# [Data]
PR #14856, opened 2024-02-26
[52920] Wrapping of URLs in lists in dynamic meetings

bsatarnejad:
https://community.openproject.org/projects/openproject/work_packages/52920/activity


dombesz (approved):
LGTM! 👍I believe the base branch needs to be changed to `dev` before merging, as the release is already closed.
Note: In case we are going to have a `13.3.2`, then we have to cherry pick this fix to the release branch.

PR #14863, opened 2024-02-26
Fix #43520 Search bar doesn't have focus state and the first element on the list seams always selected

toy:
| was | now |
| --- | --- |
| image | image |
| image | image |

Related to #8225


marcalcobe (approved):
From a Design perspective things look good!

HDinger (approved):

PR #14864, opened 2024-02-26
[#52292] OpenProject behind prefix some assests still loaded from webroot

dominic-braeunlein:
https://community.openproject.org/work_packages/52292

Remove `/` from `frontend_asset_path` to allow for url prefix to take effect.


machisuji (changes requested):
Thanks for the fix! Looks good to me. However, do you think we could add a spec for this?

dominic-braeunlein:
@machisuji Good point. I will add a test

ba1ash:
@machisuji have an extra look, pls.

machisuji (approved):
👍

PR #14877, opened 2024-02-28
Fixes for shared filter

klaustopher:
- You could not properly use the *Shared with me* filter because if you did not have the `:view_shared_work_packages` on the project. This is fixed by checking if you are using the `me` value and if so, it will remove those checks.
- Found another thing that we tried to load a list of shares when there are no work packages to be displayed, and this request failed with a  `400` error

Fixes https://community.openproject.org/work_packages/53071


ulferts (changes requested):
The filter is now available as desired and also filtering for the me value works as expected. 

Where the PR fails is that it still offers more values (all project members or shared with users) and selecting any of those other values will lead to an error:

image

The error is even displayed if not the 'me' value but rather the '[first name] [last name]' value of the current user is selected.

We would have to adapt the selection to only allow the 'me' value (and the users own name) in such a case. That would require to use a different filtering for the principals. It may be possible to dynamically change the filters on the principal but I am not sure of this.

klaustopher:
Shouldn't that be handled by the `available_values`? How would we go about presenting this to the frontend?

app/models/queries/work_packages/filter/shared_with_me_filter.rb
```diff
@@ -0,0 +1,67 @@
...
+    I18n.t('query_fields.shared_with_me')
+  end
+
+  private
+
+  def shared_work_packages
+    WorkPackage
+      .joins("JOIN members ON members.entity_type = 'WorkPackage' AND members.entity_id = work_packages.id")
+      .where(members: { user_id: User.current.id })
+      .select('work_packages.id')
```
ulferts: The whole SQL could be done within the members table:

```
Member
  .where(entity_type: WorkPackage.to_s)
  .where(principal: User.current)
  .select(:entity_id)
```

Just as it is already done but other than what I thought initially, I would not limit this subselect to the query's `#project`, because subprojects might be desired as filter results as well.

app/models/queries/work_packages/filter/shared_with_me_filter.rb
```diff
@@ -0,0 +1,67 @@
...
+# Foundation, Inc., 51 Franklin Street, Fifth Floor, Boston, MA  02110-1301, USA.
+#
+# See COPYRIGHT and LICENSE files for more details.
+# ++
+
+class Queries::WorkPackages::Filter::SharedWithMeFilter < Queries::WorkPackages::Filter::WorkPackageFilter
+  include Queries::Filters::Shared::BooleanFilter
+
+  def available?
+    User.current.members.of_any_entity.any?
```
ulferts: This should differentiate between the two cases of the filter (via it's query) being executed inside a project or globally. A work package filter has access to the `#project` the query is in so that can be used here.

ulferts (changes requested):
The structure of the PR looks good.

When adding the filter in the frontend, it is added in a weird way:

image

The filter looks to be in the "false" state and the results are grayed out. The user needs to first toggle the filter to have it become active and the filter results updated. The filter should be added in the "true" state and be applied right away.

klaustopher:
> The filter looks to be in the "false" state and the results are grayed out. The user needs to first toggle the filter to have it become active and the filter results updated. The filter should be added in the "true" state and be applied right away.

How can this be achieved with the filter logic?

ulferts (approved):
👍 nice change to the boolean filter. Feels better that way.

# [Your objective]
Print all of the lines above so that each one matches its original exactly.

# [Result of the task]
PR #14856, opened 2024-02-26
[52920] Wrapping of URLs in lists in dynamic meetings

bsatarnejad:
https://community.openproject.org/projects/openproject/work_packages/52920/activity


dombesz (approved):
LGTM! 👍I believe the base branch needs to be changed to `dev` before merging, as the release is already closed.
Note: In case we are going to have a `13.3.2`, then we have to cherry pick this fix to the release branch.

PR #14863, opened 2024-02-26
Fix #43520 Search bar doesn't have focus state and the first element on the list seams always selected

toy:
| was | now |
| --- | --- |
| image | image |
| image | image |

Related to #8225


marcalcobe (approved):
From a Design perspective things look good!

HDinger (approved):

PR #14864, opened 2024-02-26
[#52292] OpenProject behind prefix some assests still loaded from webroot

dominic-braeunlein:
https://community.openproject.org/work_packages/52292

Remove `/` from `frontend_asset_path` to allow for url prefix to take effect.


machisuji (changes requested):
Thanks for the fix! Looks good to me. However, do you think we could add a spec for this?

dominic-braeunlein:
@machisuji Good point. I will add a test

ba1ash:
@machisuji have an extra look, pls.

machisuji (approved):
👍

PR #14877, opened 2024-02-28
Fixes for shared filter

klaustopher:
- You could not properly use the *Shared with me* filter because if you did not have the `:view_shared_work_packages` on the project. This is fixed by checking if you are using the `me` value and if so, it will remove those checks.
- Found another thing that we tried to load a list of shares when there are no work packages to be displayed, and this request failed with a  `400` error

Fixes https://community.openproject.org/work_packages/53071


ulferts (changes requested):
The filter is now available as desired and also filtering for the me value works as expected. 

Where the PR fails is that it still offers more values (all project members or shared with users) and selecting any of those other values will lead to an error:

image

The error is even displayed if not the 'me' value but rather the '[first name] [last name]' value of the current user is selected.

We would have to adapt the selection to only allow the 'me' value (and the users own name) in such a case. That would require to use a different filtering for the principals. It may be possible to dynamically change the filters on the principal but I am not sure of this.

klaustopher:
Shouldn't that be handled by the `available_values`? How would we go about presenting this to the frontend?

app/models/queries/work_packages/filter/shared_with_me_filter.rb
```diff
@@ -0,0 +1,67 @@
...
+    I18n.t('query_fields.shared_with_me')
+  end
+
+  private
+
+  def shared_work_packages
+    WorkPackage
+      .joins("JOIN members ON members.entity_type = 'WorkPackage' AND members.entity_id = work_packages.id")
+      .where(members: { user_id: User.current.id })
+      .select('work_packages.id')
```
ulferts: The whole SQL could be done within the members table:

```
Member
  .where(entity_type: WorkPackage.to_s)
  .where(principal: User.current)
  .select(:entity_id)
```

Just as it is already done but other than what I thought initially, I would not limit this subselect to the query's `#project`, because subprojects might be desired as filter results as well.

app/models/queries/work_packages/filter/shared_with_me_filter.rb
```diff
@@ -0,0 +1,67 @@
...
+# Foundation, Inc., 51 Franklin Street, Fifth Floor, Boston, MA  02110-1301, USA.
+#
+# See COPYRIGHT and LICENSE files for more details.
+# ++
+
+class Queries::WorkPackages::Filter::SharedWithMeFilter < Queries::WorkPackages::Filter::WorkPackageFilter
+  include Queries::Filters::Shared::BooleanFilter
+
+  def available?
+    User.current.members.of_any_entity.any?
```
ulferts: This should differentiate between the two cases of the filter (via it's query) being executed inside a project or globally. A work package filter has access to the `#project` the query is in so that can be used here.

ulferts (changes requested):
The structure of the PR looks good.

When adding the filter in the frontend, it is added in a weird way:

image

The filter looks to be in the "false" state and the results are grayed out. The user needs to first toggle the filter to have it become active and the filter results updated. The filter should be added in the "true" state and be applied right away.

klaustopher:
> The filter looks to be in the "false" state and the results are grayed out. The user needs to first toggle the filter to have it become active and the filter results updated. The filter should be added in the "true" state and be applied right away.

How can this be achieved with the filter logic?

ulferts (approved):
👍 nice change to the boolean filter. Feels better that way.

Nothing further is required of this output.